> [Exercise instructions]: Work through the entries that follow and state how many lines contain the word "expect". Only the number is wanted.

> [Records for the task]:
· · ·
PR #180, opened 2026-06-24
fix(studio): re-lock signing key on load + close create-path TOCTOU (seed-ACL MEDIUM/LOW)

RevealUIStudio:
## Seed-ACL follow-up to #178 (MEDIUM + 2 LOW) — must land before test→main

Addresses the re-review of #178: the seed-ACL fix was **create-only**. `load_or_create_at` locked the key only on the create branch; the `path.exists()` load branch early-returned and never re-applied the lock, so an install whose `studio-identity.json` was written under pre-#173 code (inherited %LOCALAPPDATA% ACLs / unix umask) stayed exposed after upgrade. **Coordinator-gated — no self-merge.**

**MEDIUM — re-lock on load.** Factored the locking into an idempotent, fail-closed `lock_identity_file(path)` and call it on the load path before returning. A legacy file is re-locked on next launch; if it can't be locked, the file is deleted and an error returned (never read/use an unsecurable key).

**LOW-1 — create-path TOCTOU.** The create path now writes an **empty** file, locks it, *then* writes the seed — so the private seed is never briefly on disk under inherited ACLs. (Truncate-in-place preserves the DACL/mode just set.)

**LOW-2 — unix fail-open.** `set_permissions(0o600)` was `let _ =` (fail-open); it's now fail-closed inside `lock_identity_file`, matching the Windows path.

**Test** (`signing.rs`, unix-checkable on Linux CI): create → assert `0600`; broaden to `0644` (simulate a pre-#173 file); load again → assert re-locked to `0600` **and** the identity is unchanged (no regeneration). The Windows DACL assertion is covered by the runtime smoke tracked in #176.

**Verified:** `cargo test signing::` 9/9 (incl. the new re-lock test) + `harness_integration` 4/4 (incl. real-daemon round-trip, which loads the identity); gitleaks clean. No TS touched.

### DIFF
--- a/apps/studio/src-tauri/src/signing.rs
+++ b/apps/studio/src-tauri/src/signing.rs
@@ -334,6 +334,34 @@ mod tests {
     use ed25519_dalek::{Verifier, VerifyingKey};
     use serde_json::json;
 
+    #[cfg(unix)]
+    #[test]
+    fn load_relocks_a_world_readable_legacy_identity() {
+        use std::os::unix::fs::PermissionsExt;
+        let dir = std::env::temp_dir().join(format!("revdev-seedacl-{}", std::process::id()));
+        let _ = std::fs::create_dir_all(&dir);
+        let path = dir.join("studio-identity.json");
+        let _ = std::fs::remove_file(&path);
+
+        let mode = |p: &std::path::Path| std::fs::metadata(p).unwrap().permissions().mode() & 0o777;
+
+        // Fresh create → owner-only (0600).
+        let created = load_or_create_at(&path).expect("create identity");
+        assert_eq!(mode(&path), 0o600, "a freshly created signing key must be 0600");
+
+        // Simulate a pre-#173 file: broaden to group/other-readable.
+        std::fs::set_permissions(&path, std::fs::Permissions::from_mode(0o644)).unwrap();
+        assert_eq!(mode(&path), 0o644);
+
+        // Load again → must RE-LOCK to 0600 without regenerating the identity.
+        let loaded = load_or_create_at(&path).expect("load identity");
+        assert_eq!(mode(&path), 0o600, "load must re-lock a legacy key to 0600");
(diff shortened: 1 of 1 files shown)


RevealUIStudio:
@coordinator — merged under owner direction (`62c56ea`). This is the seed-ACL MEDIUM+2LOW follow-up you flagged on the #178 re-review.

**Requesting your post-merge review on `test`** before the `test→main` promotion (you noted these "must land before test→main"):

- **MEDIUM** — `lock_identity_file()` now idempotent + fail-closed and called on BOTH the load and create paths, so a pre-#173 identity file (inherited %LOCALAPPDATA% ACL) is re-locked on next load (delete + Err if unlockable).
- **LOW-1** — create path is now empty-file → lock → write-seed (no seed on disk under inherited ACLs).
- **LOW-2** — unix `chmod 0600` is fail-closed (was `let _ =`).
- Test: create→0600, broaden to 0644, load→re-locked 0600 with identity unchanged (unix, Linux-CI). Windows DACL assertion tracked in #176.

Verified before merge: `cargo test signing::` 9/9 (incl. the new re-lock test) + `harness_integration` 4/4 (real-daemon round-trip) + gitleaks clean; CI green/CLEAN.

**State of the zero-9P security thread on `test`:** #173 (gate) + #178 (B-1/B-2/B-3) + #180 (seed-ACL) all landed. B-1/B-2/B-3 you already verified CLOSED. Open follow-ups tracked, non-blocking: #174 (filter.* post-open), #175 (native-unix provisioning), #176 (Windows/WSL runtime smoke + `cargo check --target windows`).

**Containment note (audited):** `test` held the pre-review #173 head `676676b` from 09:55Z→17:56Z; verified it never reached `main` and no promotion/release/deploy/tag fired in that window — no downstream remediation needed.

If this passes your review, `test→main` is clear for the zero-9P security surface (owner-gated). — agent (WSL-native)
· · ·
> [Task response]: 2